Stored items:
PR #251, opened 2021-04-18
Fix issue 134

Felalolf:
Fixes how fields are desugared.

### DIFF
--- a/src/main/scala/viper/gobra/frontend/Desugar.scala
+++ b/src/main/scala/viper/gobra/frontend/Desugar.scala
@@ -19,6 +19,7 @@ import viper.gobra.translator.Names
 import viper.gobra.util.Violation.violation
 import viper.gobra.util.{DesugarWriter, Violation}
 
+import scala.annotation.unused
 import scala.collection.Iterable
 import scala.reflect.ClassTag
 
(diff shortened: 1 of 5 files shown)


src/main/scala/viper/gobra/frontend/Desugar.scala
```diff
@@ -2843,7 +2844,7 @@ object Desugar {
     def variable(n: String, s: PScope, context: ExternalTypeInfo): String = name(VARIABLE_PREFIX)(n, s, context)
     def global  (n: String, context: ExternalTypeInfo): String = nameWithoutScope(GLOBAL_PREFIX)(n, context)
     def typ     (n: String, context: ExternalTypeInfo): String = nameWithoutScope(TYPE_PREFIX)(n, context)
-    def field   (n: String, s: StructT): String = nameWithoutScope(s"$FIELD_PREFIX${struct(s)}")(n, s.context)
+    def field   (n: String, @unused s: StructT): String = s"$n$FIELD_PREFIX" // Field names must preserve their equality from the Go level
```
jcp19, line 2847: Would this pose any problem if two different structs implemented a field with same name but different types?

Felalolf: no, the actual field names are only relevant for the encoding of dynamic types.

jcp19 (approved):

ArquintL (approved):

PR #252, opened 2021-04-18
Fix issue 249

Felalolf:
Adds toString methods to (parse tree) types and symbol table entries.

### DIFF
--- a/src/main/scala/viper/gobra/ast/frontend/Ast.scala
+++ b/src/main/scala/viper/gobra/ast/frontend/Ast.scala
@@ -26,6 +26,7 @@ sealed trait PNode extends Product {
   def pretty(prettyPrinter: PrettyPrinter = PNode.defaultPrettyPrinter): String = prettyPrinter.format(this)
 
   lazy val formatted: String = pretty()
+  lazy val formattedShort: String = pretty(PNode.shortPrettyPrinter)
 
   override def toString: String = formatted
 }
@@ -33,6 +34,7 @@ sealed trait PNode extends Product {
 object PNode {
   type PPkg = String
   val defaultPrettyPrinter = new DefaultPrettyPrinter
+  val shortPrettyPrinter = new ShortPrettyPrinter
 }
 
 sealed trait PScope extends PNode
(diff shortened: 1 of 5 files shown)


src/main/scala/viper/gobra/frontend/info/base/Type.scala
```diff
@@ -84,34 +92,38 @@ object Type {
...
-  case class InternalTupleT(ts: Vector[Type]) extends Type
+  case class InternalTupleT(ts: Vector[Type]) extends PrettyType(s"(${ts.mkString(",")})")
 
   case class InternalSingleMulti(sin: Type, mul: InternalTupleT) extends Type
 
-  case class ImportT(decl: PImport) extends Type
+  case class ImportT(decl: PImport) extends PrettyType(decl.formatted)
 
-  case object SortT extends Type
+  case object SortT extends PrettyType("sort")
```
jcp19, line 108: I believe that `"Type"` is preferable to `"sort"` in order to be consistent with the Go docs (e.g. https://golang.org/src/builtin/builtin.go?s=6524:6544#L160)

jcp19 (approved):

src/main/scala/viper/gobra/ast/frontend/Ast.scala
```diff
@@ -26,13 +26,15 @@ sealed trait PNode extends Product {
   def pretty(prettyPrinter: PrettyPrinter = PNode.defaultPrettyPrinter): String = prettyPrinter.format(this)
 
   lazy val formatted: String = pretty()
+  lazy val formattedShort: String = pretty(PNode.shortPrettyPrinter)
```
jcp19, line 29: Do we need a new prettyPrinter? wouldn't the "normal" pretty printer work given that we are only interested in printing the types correctly?

Felalolf: I use the short printer for the symbol table entries

src/main/scala/viper/gobra/frontend/info/base/Type.scala
Felalolf: While I think that "Type" is a bad name, I agree that picking the same name as Go is preferrable.

ArquintL (approved):

PR #254, opened 2021-04-18
Fix issue 253

Felalolf:
What I intended to solve with the `assert` function from the ViperWriter is more complicated than I had originally thought. We would need some kind of sophisticated dependency analysis to not violate any reordering constraints.
For now, I simplified the solution at the price of some performance. The assert function now always generates an additional function.

Additionally, I adapted the equality and string component such that they only generate a domain if necessary.

This PR only fixes issue 253. Somehow issue number 250, 251, 252 were skipped.


src/main/scala/viper/gobra/translator/encodings/StringEncoding.scala
```diff
@@ -29,10 +29,15 @@ class StringEncoding extends LeafTypeEncoding {
     * Translates a type into a Viper type.
     */
   override def typ(ctx: Context): in.Type ==> vpr.Type = {
-    case ctx.String() / Exclusive => vpr.Int
+    case ctx.String() / Exclusive => stringType
     case ctx.String() / Shared => vpr.Ref
   }
 
+  private lazy val stringType: vpr.Type = {
```
jcp19, line 36: Good call, I should have done this from the beginning

src/test/resources/regressions/issues/000253.gobra
```diff
@@ -0,0 +1,15 @@
+// Any copyright is dedicated to the Public Domain.
+// http://creativecommons.org/publicdomain/zero/1.0/
+
+package issue250
```
jcp19, line 4: nitpick: the package should be `issue253`

src/main/scala/viper/gobra/translator/util/ViperWriter.scala
```diff
@@ -366,33 +339,54 @@ object ViperWriter {
...
 
+    /* Emits Viper statements. */
     def write(stmts: vpr.Stmt*): Writer[Unit] =
       create(stmts.toVector.map(Statement), ())
 
+    /* Emits Viper statements. */
     def assume(cond: vpr.Exp*): Writer[Unit] =
       create(cond.toVector.map(Assumption), ())
 
+    /* Can be used in expressions. */
```
jcp19, line 350: :+1:

jcp19 (approved):

ArquintL:
You do not see issues 250, 251, 252 as GitHub uses the same counter for issues and PRs

ArquintL (approved):

PR #255, opened 2021-04-18
Fix crash of Gobra on every exception

Felalolf:
Added catch to CLI Gobra instance such that sbt does not have to be restartet on every exception.
For the artifact, we should think about what the output on an exception should be exactly.


jcp19 (approved):

ArquintL (approved):
This does not affect Gobra-IDE because Gobra Server directly uses a `Gobra` instance

PR #259, opened 2021-04-20
Example using Shared Variables

ArquintL:
Adds `parallel_search_replace_shared.gobra`, which is a modification of `parallel_search_replace.gobra`. It uses shared instead of exclusive variables in the `worker` function.

- `parallel_search_replace.gobra` takes 60-66sec on my machine
- `parallel_search_replace_shared.gobra` takes 110-121sec on my machine


jcp19 (approved):

jcp19:
@ArquintL I suggest that we either close this PR or merge it. Any preference?

ArquintL:
It's an additional example so I'm more in favor of keeping it

PR #260, opened 2021-04-22
No allocation in ghost code

Felalolf:
I added a ghost slice and adapted the exsting files accordingly.

I created an additional branch because I expected that I will have to adapt test cases, which fortunately was not the case.

### DIFF
--- a/src/main/scala/viper/gobra/frontend/info/implementation/typing/ghost/separation/GhostWellDef.scala
+++ b/src/main/scala/viper/gobra/frontend/info/implementation/typing/ghost/separation/GhostWellDef.scala
@@ -95,7 +95,12 @@ trait GhostWellDef { this: TypeInfoImpl =>
 
   private def exprGhostSeparation(expr: PExpression): Messages = expr match {
     case _: PGhostExpression => noMessages
-    case e if enclosingGhostContext(e) => noMessages
+    case e if enclosingGhostContext(e) =>
+      e match {
+        case PMake(_: PGhostSliceType, _) => noMessages
+        case _: PMake | _: PNew | PReference(_: PCompositeLit) => error(e, "Allocating memory within ghost code is forbidden")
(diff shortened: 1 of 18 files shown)


src/main/scala/viper/gobra/frontend/info/implementation/typing/ghost/separation/GhostWellDef.scala
```diff
@@ -95,7 +95,12 @@ trait GhostWellDef { this: TypeInfoImpl =>
 
   private def exprGhostSeparation(expr: PExpression): Messages = expr match {
     case _: PGhostExpression => noMessages
-    case e if enclosingGhostContext(e) => noMessages
+    case e if enclosingGhostContext(e) =>
+      e match {
+        case PMake(_: PGhostSliceType, _) => noMessages
+        case _: PMake | _: PNew | PReference(_: PCompositeLit) => error(e, "Allocating memory within ghost code is forbidden")
```
jcp19, line 101: in principle, we could allow allocation of ghost memory like ghost slices inside ghost code right? (not that it matters for now)

jcp19 (approved):

src/main/scala/viper/gobra/frontend/info/implementation/typing/ghost/separation/GhostWellDef.scala
Felalolf: that is what is happening at line 100

jcp19: Nvm, that's true

ArquintL (approved):
Looks good to me. Did I understand it correctly that reading a non-ghost slice is fine in ghost code but just the allocation is problematic which is now checked?

Felalolf:
Yes

PR #261, opened 2021-04-22
Interface more checks

Felalolf:
This is not yet completely done, but I would want to merge it in to avoid a PR that is too big later on.

I added a lot of consistency checks. Furthermore, I added that types can be parsed as part of an equality. Lastly, I improved error messages.

### DIFF
--- a/src/main/scala/viper/gobra/frontend/Parser.scala
+++ b/src/main/scala/viper/gobra/frontend/Parser.scala
@@ -687,8 +687,8 @@ object Parser {
         precedence4
 
     lazy val precedence4: PackratParser[PExpression] = /* Left-associative */
-      (predeclaredTypeSeparate | precedence4 | typ) ~ ("==" ~> (predeclaredTypeSeparate | precedence4P1 | typ)) ^^ PEquals |
-          (predeclaredTypeSeparate | precedence4 | typ) ~ ("!=" ~> (predeclaredTypeSeparate | precedence4P1 | typ)) ^^ PUnequals |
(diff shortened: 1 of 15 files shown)


src/main/scala/viper/gobra/frontend/Parser.scala
```diff
@@ -1036,6 +1049,26 @@ object Parser {
...
+        exactWord("int64") ~ not("(" | ".") ^^^ PInt64Type() |
+        // unsigned integer types
+        exactWord("byte") ~ not("(" | ".") ^^^ PByte() |
+        exactWord("uint") ~ not("(" | ".") ^^^ PUIntType() |
+        exactWord("uint8") ~ not("(" | ".") ^^^ PUInt8Type() |
+        exactWord("uint16") ~ not("(" | ".") ^^^ PUInt16Type() |
+        exactWord("uint32") ~ not("(" | ".") ^^^ PUInt32Type() |
+        exactWord("uint64") ~ not("(" | ".") ^^^ PUInt64Type() |
+        exactWord("uintptr") ~ not("(" | ".") ^^^ PUIntPtr()
+
```
jcp19, line 1071: wouldn't the following work instead?
```scala
lazy val predeclaredTypeSeparate: Parser[PPredeclaredType] = predeclaredType <~ not("(" | ".")
```

Felalolf: Yes, but I had the impression that my version has a better performance.

ArquintL (approved):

Work to complete
Every line of the entries above that includes "stmts" should be copied.

Solution to the problem
     def write(stmts: vpr.Stmt*): Writer[Unit] =
       create(stmts.toVector.map(Statement), ())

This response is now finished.